で、思いついたのが、凍結ブレスを火炎ブレスで溶かしながら風を作り浮遊する、混合ブレス。
私、もしかして頭いい??
『し、質問なら早くしてもらえませんか?…ふぅ…ふぅ…』
「せっかちね!だから、こんな所で泳ぐハメになるのよ!」
『いや、この急流で立ち泳ぎは、流石に堪えるので…』
「死者のくせに生意気!」
まだ、聞ける死者は何人もいます。
こいつ、沈めてやろうかしら…。
死者からの情報をまとめると
①このエリアに放り込まれるのは、殺した相手を、海や湖、川などに沈めていた犯罪者。
②入水自殺をした自分殺し者。
が主で、他の犯罪者や自殺者は、それに見合ったエリアに入れられるらしい。
ここで気になるのは、どんな理由があるにしろ、自殺を選んだ人は、もれなく地獄行きになるという事。

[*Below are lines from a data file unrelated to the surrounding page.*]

PR #866, opened 2026-05-06
[FEAT] Dynamically generate ramping zigzag pattern for surfacing gcode generator

kieraneglin:
I was surfacing some parts yesterday and I noticed that the ramp angle of 10º was really aggressive for my 40mm surfacing bit. Caused a god-awful noise and some friction burns on the wood surface.

This PR updates that logic so that a ramp angle of 2º is used. To account for surfaces of different dimensions, a zigzag pattern is generated where the number of back-and-forth movements (legs) is determined by the size of the surfacing area.

---

I used a different approach in my first commit. Initially, I would adjust the ramp angle between 2º and 10º depending on the length of the surfacing operation but the zigzag approach works better on smaller pieces


src/app/src/features/Surfacing/utils/surfacingGcodeGenerator.js
```diff
@@ -63,8 +62,8 @@ export default class Generator {
 			"G90",
 			`${spindle} S${spindleRPM}`,
 			...dwell,
-			"G0 X0 Y0",
 			`G0 Z${z}`,
+			"G0 X0 Y0",
```
kieraneglin, line 66: NOTE: I also moved this so it goes to Z first. I can see cases for either but I reckon this approach is the one that's less likely to result in a crash.

I can easily be swayed - let me know if you want me to revert this 🤙

PR #879, opened 2026-06-01
Feature/toolhead outline

lykowdk:
Build a black edge "outline" of the tool model — the geometric edges of
the bit (its flutes and silhouette) drawn as black lines on top of the
mesh. Added as a child of the rotating cuttingTool so the outlined flutes
sweep as it spins, instead of the bit reading as a featureless grey blob.
EdgesGeometry keeps only edges whose adjacent faces meet more sharply than
thresholdAngleDeg, so smooth round areas stay clean and the flute creases
stand out. Lower the threshold to catch more edges, raise it for fewer.


lykowdk:
image

kglovern:
Sorry, not particularly interested in adding this.

PR #880, opened 2026-06-01
Add run-progress toolpath coloring to the 3D visualizer

lykowdk:
While a job runs, color the toolpath by execution state instead of a single grey/yellow split: GREY behind the real toolhead (executed), ORANGE for a short look-ahead lead hugging the tool (buffered, about to be cut), and YELLOW for the rest of the controller's buffered range. Beyond the buffer the path keeps its planned color, so a long file is never flooded.

GCodeVisualizer.js:
- greyOutLines(currentLineRunning, cutterPos) rewritten as a three-zone painter. The grey/orange split is found by a nearest-SEGMENT scan over the in-flight range using clamped point-to-segment distance to the machine position — robust on back-and-forth raster paths (the tool lies on its own segment, so it wins over a spatially-near parallel pass). The floor is monotonic so the executed edge never retreats; duplicated joint vertices are skipped.
- Crisp boundary overlay: a short depth-test-off line with a temp vertex at the machine position, so the grey/lead split is sharp under the marker rather than a gradient across the active segment.
- Orange lead sized by ~20mm of path travel via a cached cumulative arc-length table.
- The split only tracks while the toolhead is near the path; jogging off the path freezes it at the last cut point. Within a segment the split is monotonic and never slides backward (tool jitter / a small jog-back keeps the progress already made).
- setFrameIndex/render/unload reset the progress trackers and arc-length cache; unload disposes the overlay.

Visualizer.jsx:
- Pass the reported work position into greyOutLines so the split anchors at the on-screen cutter.

### DIFF
--- a/src/app/src/features/Visualizer/GCodeVisualizer.js
+++ b/src/app/src/features/Visualizer/GCodeVisualizer.js
@@ -34,6 +34,14 @@ const STATES = {
     DONE: 2,
 };
 
+// Lead color: buffered toolpath just ahead of the toolhead, between the
+// executed (grey) path and the rest of the buffered (yellow) path.
+const PROGRESS_LEAD_COLOR = '#ff8000'; // orange
+
+// Max distance (mm) from the toolhead to the nearest in-flight segment for the
+// split to track it; beyond this (jogging off the path) the split freezes.
+const PROGRESS_NEAR_MM = 2;
+
 class GCodeVisualizer {
     constructor(theme) {
         this.group = new THREE.Object3D();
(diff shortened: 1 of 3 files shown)


lykowdk:
image

walidkayhan:
We require a few unit tests for pull requests now. This particular one has a few new functions added, as well as some changes to current ones. If you can add unit tests to cover the changes, I can review this PR again and try to merge it in :)

kglovern:
We are reworking the visualizer as part of edge and this will be wrapped into the gviewer package separately.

もちろん、そういう精神状態に陥れた人や会社も、正当な理由がない限り、こちらに来るとの事。
そりゃあ、地獄も手狭になるわけですよ。
『も、もういいですかね?この急流を泳ぎきったら、罪が許されるんですよ!頑張れば、また輪廻転生の輪に入れてもらえるんです!』
岩山から岩山まで、堤防のある見える部分が、約500m。
トンネルのスタートからゴールまでが10km。
そのループした川を、全力で泳ぎきったら罪は許される。
途中で諦めたり、川に流されたら、最初からやり直し。
(ん?)
という事は、さっき私が沈めた人達は、スタート地点に戻って、やり直しをしていると?
なんか悪い事したわね…いや、私は悪くない!
「ありがとうね!頑張って!」
私は、死者にお礼を言い、肩にポンと手を当てて、石化のブレスをプレゼントしました。
『ちょ!重たい!肩が動かな…ブクブク…』
と、沈んでいきました。
ま、地獄だし、これぐらいいいよね?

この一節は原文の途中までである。